Experimental results have demonstrated the suitability of the methodology for addressing some issues of an automatically generated ontology. The knowledge identification and selection process automatically discovered a collection of Babelnet synsets and third-party ontology nodes (records) that can be transferred to the target ontology. This shows the great potential of using exchange of semantic resources to improve the quality of a target ontology. So, a large number of third-party ontologies shared in public repositories can be used as sources of knowledge for improving other ontologies.
Finally, the knowledge transfer process is computationally simple. This is because (1) it is based on a computationally simple ontology matching method, (2) the knowledge sources considered in this methodology have a structured nature (graph) and finally, (3) the graph structure of knowledge sources matches (in the case of ontologies) or is very similar (in the case of semantic networks) to the target knowledge bases. The simplicity of this method clearly contrasts with the alternative of having an expert available to manually fix the ontologies.

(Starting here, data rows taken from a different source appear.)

PR #4706, opened 2024-06-12
Algorithm steps for attachment load/store

toji:
Resolves an inline issue.

This PR adds queue timeline algorithmic steps for attachment load and store operations. The language around it is fairly tricky in that we want to abstractly cover both tile and non-tile architectures. To that end I've defined a concept of `framebuffer memory` that (in hand-wavy terms) serves as an abstract way to reference the memory being written to.

I also found that I needed to start tracking information about the attachments for the duration of the pass so that we could look up the store ops in `renderPass.end()`. The way I'm doing this (putting the attachment descriptors in the render state) is a bit clunky but works. Happy to take suggestions on making it more elegant.

### DIFF
--- a/spec/index.bs
+++ b/spec/index.bs
@@ -9598,6 +9598,7 @@ dictionary GPUCommandEncoderDescriptor
                         </div>
                 1. Set |pass|.{{GPURenderCommandsMixin/[[drawCount]]}} to 0.
                 1. Set |pass|.{{GPURenderPassEncoder/[[maxDrawCount]]}} to |descriptor|.{{GPURenderPassDescriptor/maxDrawCount}}.
+                1. Set |pass|.{{GPURenderPassEncoder/[[maxDrawCount]]}} to |descriptor|.{{GPURenderPassDescriptor/maxDrawCount}}.
 
                 1. [$Enqueue a command$] on |this| which issues the subsequent steps on the
                     [=Queue timeline=] when executed.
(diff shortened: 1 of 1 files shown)


spec/index.bs
```diff
@@ -9607,10 +9608,61 @@ dictionary GPUCommandEncoderDescriptor
...
-            </div>
 
-            Issue: specify the behavior of read-only depth/stencil
+                1. Let {{GPUCommandBuffer/[[renderState]]}}.{{RenderState/[[colorAttachments]]}} be
+                    |descriptor|.{{GPURenderPassDescriptor/colorAttachments}}.
+                1. Let {{GPUCommandBuffer/[[renderState]]}}.{{RenderState/[[depthStencilAttachment]]}} be
+                    |descriptor|.{{GPURenderPassDescriptor/depthStencilAttachment}}.
+
+                1. For each non-`null` |colorAttachment| in |descriptor|.{{GPURenderPassDescriptor/colorAttachments}}:
+                    1. Let |colorSubresource| be |colorAttachment|.{{GPURenderPassColorAttachment/depthSlice}} of
```
kainino0x, line 9618: nit: colorSubregion since it may be a slice of a subresource.

kainino0x, line 9618: depthSlice is optional so it only makes sense to refer to it when it's 3d.

Could potentially try making `[[colorAttachments]]` be a list of subregions instead of the descriptors, then you don't have to handle this twice (once in begin and once in end).

spec/index.bs
```diff
@@ -10915,8 +10967,20 @@ When executing encoded render pass commands as part of a {{GPUCommandBuffer}}, a
...
+
+    : <dfn>\[[colorAttachments]]</dfn>, of type [=sequence=]&lt;{{GPURenderPassColorAttachment}}?&gt;
+    ::  The color attachments and state for this render pass.
+
+    : <dfn>\[[depthStencilAttachment]]</dfn>, of type {{GPURenderPassDepthStencilAttachment}}?
+    ::  The depth/stencil attachment and state for this render pass.
 </dl>
 
+Render passes also have <dfn dfn>framebuffer memory</dfn>, which contains the [=texel block|texel=] data associated with
+each attachment that is written into by draw commands and read from for blending and depth/stencil testing.
```
kainino0x, line 10979: I went back and forth a bit on whether it's clearer to describe "framebuffer memory" as a thing that's separate from the attachment texture's own memory. On the one hand it's unnecessary complexity (we could describe everything as if non-tiled), on the other hand the "load"/"store"/"discard" names only make sense if it's separate. But the complexity probably doesn't actually change because if we don't describe it normatively, we have to describe it non-normatively (in order to justify the names and performance characteristics).

So I think describing it this way makes sense.

spec/index.bs
```diff
@@ -11481,8 +11545,59 @@ called the render pass encoder can no longer be used.
             <div data-timeline=queue>
                 [=Queue timeline=] steps:
 
-                1. Issue: Perform the attachment stores/discards.
+                1. For each non-`null` |colorAttachment| in |renderState|.{{RenderState/[[colorAttachments]]}}:
+                    1. Let |colorSubresource| be |colorAttachment|.{{GPURenderPassColorAttachment/depthSlice}} of
+                        |colorAttachment|.{{GPURenderPassColorAttachment/view}}.
+
+                    1. If |colorAttachment|.{{GPURenderPassColorAttachment/resolveTarget}} is not `null`:
+                        1. Resolve the multiple samples of every [=texel block|texel=] |colorSubresource| to a single
```
kainino0x, line 11553:
```suggestion
                        1. Resolve the multiple samples of every [=texel block|texel=] of |colorSubresource| to a single
```

spec/index.bs
```diff
@@ -11481,8 +11545,59 @@ called the render pass encoder can no longer be used.
             <div data-timeline=queue>
                 [=Queue timeline=] steps:
 
-                1. Issue: Perform the attachment stores/discards.
+                1. For each non-`null` |colorAttachment| in |renderState|.{{RenderState/[[colorAttachments]]}}:
+                    1. Let |colorSubresource| be |colorAttachment|.{{GPURenderPassColorAttachment/depthSlice}} of
```
kainino0x, line 11549: same comment about "subresource" and "depthSlice"

spec/index.bs
```diff
@@ -9607,10 +9608,61 @@ dictionary GPUCommandEncoderDescriptor
...
                 1. Let the {{GPUCommandBuffer/[[renderState]]}} of the currently executing
                     {{GPUCommandBuffer}} be a new [=RenderState=].
-                1. Issue: Perform attachment loads/clears.
-            </div>
 
-            Issue: specify the behavior of read-only depth/stencil
+                1. Let {{GPUCommandBuffer/[[renderState]]}}.{{RenderState/[[colorAttachments]]}} be
+                    |descriptor|.{{GPURenderPassDescriptor/colorAttachments}}.
+                1. Let {{GPUCommandBuffer/[[renderState]]}}.{{RenderState/[[depthStencilAttachment]]}} be
+                    |descriptor|.{{GPURenderPassDescriptor/depthStencilAttachment}}.
```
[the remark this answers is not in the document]
toji: Done

spec/index.bs
toji: Done

spec/index.bs
toji: Sounds like we went through the same mental process and arrived at the same place. :smile: It's awkward no matter how we frame it, I think.

spec/index.bs
toji: Making `[[colorAttachments]]` a list of subregions would lose the `storeOp`s and `resolveTarget`, so it feels a bit easier to continue to reference the whole attachment descriptor rather than build a similar secondary structure just for the sake of avoiding repeating a couple of algorithm steps.

spec/index.bs
toji: Done.

spec/index.bs
toji: Done.

toji:
Thanks for the feedback. Pushed an updated patch, PTAL.

spec/index.bs
```diff
@@ -9609,25 +9609,36 @@ dictionary GPUCommandEncoderDescriptor
...
+                        <dl class=switch>
+                            : {{GPUTextureViewDimension/"3d"}}
+                            ::
+                                Let |colorSubregion| be |colorAttachment|.{{GPURenderPassColorAttachment/depthSlice}} of
+                                |colorView|.
+
+                            : Otherwise
+                            ::
+                                Let |colorSubregion| be |colorView|.
+                        </dl>
```
kainino0x, line 9629: Maybe this could broken out into an algorithm like "texture subregion for color attachment" for readability, otherwise LGTM

kainino0x (approved):

spec/index.bs
toji: I don't find it to be too problematic, so merging as-is. Can move to a separate algorithm in a follow-up if you feel stringly about it.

This work may be extended to include new sources of knowledge that can be used for knowledge transfer. In particular, we believe that knowledge engineering may continue to benefit from methods and tools based on software engineering. In this sense, we believe that there is a possibility to adopt methods and technologies used in software engineering (e.g. SQL schema designs of relational databases, UML/XMI 11 domain diagrams, etc.) for knowledge transfer processes and/or improvement of the quality of ontologies. Furthermore, the use of semantic graphs allows additional simple validations such as ensuring that the different words or n-grams that make up a synset do not appear as names of different classes or individuals. Finally, the use of complex ontology matching schemes and the comparison of their performance should also be addressed as future work.
Footnotes
Acknowledgements
The SING group thanks CITI (Centro de Investigación, Transferencia e Innovación) from the University of Vigo for hosting its IT infrastructure.
Author contributions
All authors contributed equally to this work.
Declaration of conflicting interests
The author(s) declared no potential conflicts of interest with respect to the research, authorship and/or publication of this article.
Funding
The author(s) disclosed receipt of the following financial support for the research, authorship, and/or publication of this article: This work was supported by the Conselleria de Cultura, Educación e Universidade (Xunta de Galicia) under the scope of the strategic funding of Competitive Reference Group (grant number ED431C 2022/03-GRC). V.B-.F. acknowledges FCT – Fundação para a Ciência e a Tecnologia, I.P., for its support in the context of projects UIDB/04466/2020 and UIDP/04466/2020.